# DATA FOR THIS TASK
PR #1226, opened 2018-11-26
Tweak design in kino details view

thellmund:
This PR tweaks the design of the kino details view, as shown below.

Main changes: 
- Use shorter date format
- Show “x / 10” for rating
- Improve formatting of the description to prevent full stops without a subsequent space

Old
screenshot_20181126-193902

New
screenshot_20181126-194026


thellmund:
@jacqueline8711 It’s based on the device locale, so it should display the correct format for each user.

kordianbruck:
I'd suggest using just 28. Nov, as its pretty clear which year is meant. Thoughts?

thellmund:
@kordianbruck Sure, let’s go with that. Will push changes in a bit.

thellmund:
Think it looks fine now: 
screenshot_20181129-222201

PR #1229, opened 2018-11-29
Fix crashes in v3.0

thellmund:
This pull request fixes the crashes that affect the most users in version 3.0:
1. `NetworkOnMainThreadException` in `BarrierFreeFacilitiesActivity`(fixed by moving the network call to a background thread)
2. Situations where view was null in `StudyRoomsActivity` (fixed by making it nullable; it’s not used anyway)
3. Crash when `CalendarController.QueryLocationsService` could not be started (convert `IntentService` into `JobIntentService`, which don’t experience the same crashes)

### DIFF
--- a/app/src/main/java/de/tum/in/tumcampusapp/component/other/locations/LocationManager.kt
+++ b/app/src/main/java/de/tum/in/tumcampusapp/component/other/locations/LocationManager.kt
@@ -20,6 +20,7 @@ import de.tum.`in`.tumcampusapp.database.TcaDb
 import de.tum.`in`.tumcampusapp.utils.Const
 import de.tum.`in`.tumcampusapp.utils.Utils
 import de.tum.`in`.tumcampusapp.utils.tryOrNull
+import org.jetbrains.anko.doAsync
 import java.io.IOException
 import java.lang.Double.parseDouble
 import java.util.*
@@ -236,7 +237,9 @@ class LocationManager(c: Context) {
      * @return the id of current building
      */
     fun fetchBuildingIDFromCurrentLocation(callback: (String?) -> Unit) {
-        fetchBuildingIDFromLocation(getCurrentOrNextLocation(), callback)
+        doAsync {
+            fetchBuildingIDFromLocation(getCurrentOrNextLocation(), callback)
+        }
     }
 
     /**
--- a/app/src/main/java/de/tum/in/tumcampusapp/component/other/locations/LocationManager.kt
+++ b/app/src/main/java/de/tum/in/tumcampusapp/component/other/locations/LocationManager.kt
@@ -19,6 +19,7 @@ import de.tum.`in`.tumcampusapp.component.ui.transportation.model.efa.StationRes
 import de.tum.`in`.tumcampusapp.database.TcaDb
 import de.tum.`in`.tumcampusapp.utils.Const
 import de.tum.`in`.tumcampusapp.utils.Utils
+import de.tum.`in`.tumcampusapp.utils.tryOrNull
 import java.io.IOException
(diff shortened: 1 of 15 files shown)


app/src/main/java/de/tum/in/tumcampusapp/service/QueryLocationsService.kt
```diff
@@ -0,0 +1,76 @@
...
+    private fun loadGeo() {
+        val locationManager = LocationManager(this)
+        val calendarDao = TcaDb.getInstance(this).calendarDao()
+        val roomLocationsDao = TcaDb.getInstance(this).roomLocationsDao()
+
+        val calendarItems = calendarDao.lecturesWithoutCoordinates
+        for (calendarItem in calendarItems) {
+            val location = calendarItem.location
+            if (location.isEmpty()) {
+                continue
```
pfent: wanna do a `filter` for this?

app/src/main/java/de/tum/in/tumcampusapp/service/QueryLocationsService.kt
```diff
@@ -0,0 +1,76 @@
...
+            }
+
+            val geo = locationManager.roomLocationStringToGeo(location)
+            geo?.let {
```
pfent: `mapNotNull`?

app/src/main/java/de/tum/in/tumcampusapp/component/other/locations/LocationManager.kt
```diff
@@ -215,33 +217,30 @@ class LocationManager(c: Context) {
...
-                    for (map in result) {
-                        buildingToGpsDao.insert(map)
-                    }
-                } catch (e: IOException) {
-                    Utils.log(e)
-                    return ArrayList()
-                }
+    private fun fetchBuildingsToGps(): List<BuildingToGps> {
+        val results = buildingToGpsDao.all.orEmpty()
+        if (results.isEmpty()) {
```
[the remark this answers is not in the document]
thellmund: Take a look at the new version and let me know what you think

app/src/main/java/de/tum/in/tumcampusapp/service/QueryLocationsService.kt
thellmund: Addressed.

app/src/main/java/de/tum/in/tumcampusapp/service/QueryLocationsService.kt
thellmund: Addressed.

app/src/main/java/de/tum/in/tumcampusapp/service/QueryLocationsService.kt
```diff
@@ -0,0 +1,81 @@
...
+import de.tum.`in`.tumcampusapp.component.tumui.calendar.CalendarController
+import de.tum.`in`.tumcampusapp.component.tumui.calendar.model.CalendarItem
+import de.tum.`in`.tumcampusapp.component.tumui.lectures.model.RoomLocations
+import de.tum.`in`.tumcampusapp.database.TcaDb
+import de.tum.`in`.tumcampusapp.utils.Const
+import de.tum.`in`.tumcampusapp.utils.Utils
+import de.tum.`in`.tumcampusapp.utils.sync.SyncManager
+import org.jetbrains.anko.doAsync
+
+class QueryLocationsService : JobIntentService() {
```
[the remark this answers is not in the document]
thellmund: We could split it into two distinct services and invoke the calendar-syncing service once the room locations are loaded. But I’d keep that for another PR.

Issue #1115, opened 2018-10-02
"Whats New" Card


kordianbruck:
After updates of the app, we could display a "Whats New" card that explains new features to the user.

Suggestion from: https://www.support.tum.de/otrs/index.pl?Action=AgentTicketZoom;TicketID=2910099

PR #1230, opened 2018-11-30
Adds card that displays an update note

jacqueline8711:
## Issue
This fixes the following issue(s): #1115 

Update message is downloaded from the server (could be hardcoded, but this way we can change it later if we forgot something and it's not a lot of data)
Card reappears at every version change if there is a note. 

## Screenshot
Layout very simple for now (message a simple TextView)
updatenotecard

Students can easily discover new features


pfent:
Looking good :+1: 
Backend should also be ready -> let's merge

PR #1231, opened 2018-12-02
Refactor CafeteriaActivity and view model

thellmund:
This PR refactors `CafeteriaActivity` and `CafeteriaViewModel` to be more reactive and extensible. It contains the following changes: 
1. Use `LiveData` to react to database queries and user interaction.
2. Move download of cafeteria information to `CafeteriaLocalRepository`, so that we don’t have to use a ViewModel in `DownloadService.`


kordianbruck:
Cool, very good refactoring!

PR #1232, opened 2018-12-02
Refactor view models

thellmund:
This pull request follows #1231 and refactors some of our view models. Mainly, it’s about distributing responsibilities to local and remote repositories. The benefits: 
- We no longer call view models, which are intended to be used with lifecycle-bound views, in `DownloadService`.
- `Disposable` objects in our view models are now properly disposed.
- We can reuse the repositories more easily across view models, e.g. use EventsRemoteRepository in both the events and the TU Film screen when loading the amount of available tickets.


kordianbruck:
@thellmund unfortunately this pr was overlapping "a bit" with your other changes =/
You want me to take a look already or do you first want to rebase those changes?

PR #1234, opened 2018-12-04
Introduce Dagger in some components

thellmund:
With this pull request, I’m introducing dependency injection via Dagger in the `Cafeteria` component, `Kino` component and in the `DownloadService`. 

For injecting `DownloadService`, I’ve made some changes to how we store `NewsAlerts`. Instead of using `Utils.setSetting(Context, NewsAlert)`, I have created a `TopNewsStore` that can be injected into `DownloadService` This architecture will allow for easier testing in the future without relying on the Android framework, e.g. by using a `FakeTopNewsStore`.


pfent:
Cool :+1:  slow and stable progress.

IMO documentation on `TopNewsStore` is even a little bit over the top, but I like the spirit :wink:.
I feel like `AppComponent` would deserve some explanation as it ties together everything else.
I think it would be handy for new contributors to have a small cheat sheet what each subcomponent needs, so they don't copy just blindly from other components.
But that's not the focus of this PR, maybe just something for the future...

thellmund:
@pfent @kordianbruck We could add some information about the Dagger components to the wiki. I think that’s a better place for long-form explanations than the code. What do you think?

# TRY IT
Go over the data and return every line that includes the word "repositories".

# TASK SOLUTION
This pull request follows #1231 and refactors some of our view models. Mainly, it’s about distributing responsibilities to local and remote repositories. The benefits: 
- We can reuse the repositories more easily across view models, e.g. use EventsRemoteRepository in both the events and the TU Film screen when loading the amount of available tickets.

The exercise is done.